Hassan smiled and said, “I do. Full of ‘soda canisters’ for the café.”

“You made it through the checkpoints with the accelerant? I can’t believe it.”

“Neither can I. You’d think they’d know that your uncle’s café hasn’t served anything for close to a year, but they let me

through. Come out and see.”

Waleed followed Hassan to the back alley, seeing it filled with a panel truck large enough to make him move sideways to get

to the back. Hassan unlocked the clasp and raised the rear door, revealing bags of coffee, tea, and canned goods.

Waleed said, “Where is the accelerant? Is it fertilizer or what?”

Hassan clambered up, saying, “Follow me.”

Waleed did, stepping over various goods until he reached the back near the cab, where he saw what looked like six canisters

used for soda fountains, complete with commercial labels and valves. Hassan pointed at them and said, “That’s the accelerant.

I was told you don’t have to do anything special. Build the bomb however you like, just make it large enough to ignite the

accelerant, and we should have an explosion twice as big.”

Waleed tried to move one of the canisters, surprised at the weight. He said, “Heavy. What’s in it?”

Hassan shook his head, saying, “I have no idea. Some special sauce the Pasdaran invented.”

Waleed looked around the space, mentally measuring with his eyes. He said, “I have enough explosives for a hidden system,

but that’s not necessary here. I’m going to need more. Do you still have that cache of old artillery rounds?”

“I do. I was saving it for IED ambushes, though.”

Waleed said, “Let’s use it here. World War Z style.”

Hassan grinned at the inside joke, saying, “You finally get to do it.”

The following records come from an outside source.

PR #1397, opened 2026-02-23
feat(checkpoint-proof): integrate DA witness verification and terminal header binding 

irnb:
## Description

This PR implements the core Checkpoint Proof Statement logic, covering two major bindings:

1. L1 Reconstruction Gap (`TerminalHeaderSupplement`): Introduces a minimal `TerminalHeaderSupplement` struct and commits its hash to the `CheckpointClaim`, enabling fresh nodes to reconstruct the chain tip from L1 data alone.
2. `OL StateDiff` Binding: Integrates DA witness verification into the checkpoint proof statement, ensuring the `state_diff_hash` in the claim is computed from the actual DA bytes and verified against the `preseal state root` inside the zkVM.

### Type of Change

- [ ] Documentation update
- [ ] Refactor
- [ ] New or updated tests
- [ ] Dependency Update

## Notes to Reviewers

- [ ]  Yes
- [ ]  No

## Checklist

### DIFF
--- a/crates/asm/subprotocols/checkpoint/src/verification.rs
+++ b/crates/asm/subprotocols/checkpoint/src/verification.rs
@@ -132,8 +132,7 @@ fn construct_full_claim(
     // Reconstruct terminal_header_complement_hash from the sidecar data posted on L1.
     // The ZK proof committed to this same hash derived from the executed terminal header,
     // so matching it here cryptographically binds the sidecar fields to proven execution.
-    let terminal_header_complement_hash =
-        sidecar.terminal_header_complement().compute_hash();
+    let terminal_header_complement_hash = sidecar.terminal_header_complement().compute_hash();
 
     Ok(CheckpointClaim::new(
         new_tip.epoch,


crates/asm/subprotocols/checkpoint/src/verification.rs
```diff
@@ -120,13 +129,19 @@ fn construct_full_claim(
     // Hash SSZ-encoded OL logs (convert to Vec for SSZ encoding)
     let ol_logs_vec = sidecar.ol_logs().to_vec();
     let ol_logs_hash = hash::raw(&ol_logs_vec.as_ssz_bytes()).into();
+    // Reconstruct terminal_header_supplement_hash from the sidecar data posted on L1.
+    // The ZK proof committed to this same hash derived from the executed terminal header,
+    // so matching it here cryptographically binds the sidecar fields to proven execution.
+    let terminal_header_supplement_hash =
+        hash::raw(&sidecar.terminal_header_supplement().as_ssz_bytes()).into();
```
delbonis: I would think we should use the SSZ tree hash here, right?

crates/checkpoint-types-ssz/src/payload.rs
```diff
@@ -32,10 +32,63 @@ impl CheckpointTip {
...
+///
+/// A fresh sequencer can reconstruct OL state from L1 but cannot recover the
+/// terminal header needed to continue block production. Most header fields are
+/// derivable (`slot`/`blkid` from `new_tip.l2_commitment`, `epoch` from
+/// `new_tip.epoch`, `state_root` from DA + manifest reconstruction, `is_terminal`
+/// by checkpoint semantics), but these four are not available from L1 data.
+///
+/// The proof commits to `hash(SSZ(TerminalHeaderSupplement))` in [`crate::CheckpointClaim`],
+/// so the L1 verifier can enforce sidecar integrity without a full header preimage.
+impl TerminalHeaderSupplement {
```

When the IDF began rolling into Jenin more than a year ago, Hassan had remarked that any suspicious activity brought the IDF

running like zombies to noise in the movie World War Z. Waleed had joked, “If only we could get them all to run into a stadium and then blow them up, like in the movie.”

From that germ of an idea, Waleed’s plan had bloomed. The Pasdaran had insisted on no militant activity for the last six months

to lure the IDF into a false sense of complacency, and Waleed and his men had complied. When given the word, he would unleash

his men, allowing them to simultaneously attack every checkpoint and IDF position within reach, then retreat into the ruins

of the Jenin refugee camp. When the IDF responded with overwhelming force, as they inevitably would, he would wait until they

flooded into the camp.

Then he would detonate this device.

Hassan said, “What is the attack timeline? Do you know yet?”

“No. It’s close, though. We need to be ready within two days, but we might have to wait after that. Make sure the men are

ready at a moment’s notice.”

“What are we waiting for? Why does the timing matter? Anything can change at any time. The longer we sit here, the more likely

they’ll find out our plan.”

“You are the only one who knows the entire plan. It will hold.”

“But what if another group conducts an attack? The PIJ or Hamas? They’ll bring the IDF in no matter how much we want them

not to, and they might find the truck.”

“I know, I know, but I’m told that we’re part of a larger plan. We don’t attack until we get the word from the Pasdaran. I

have a special cell phone solely for that. We wait for the phone to ring, and then we go. Not before.”

Hassan shook his head, but said nothing.

Waleed said, “Park this in the garage and let’s get to work on incorporating the extra explosives.”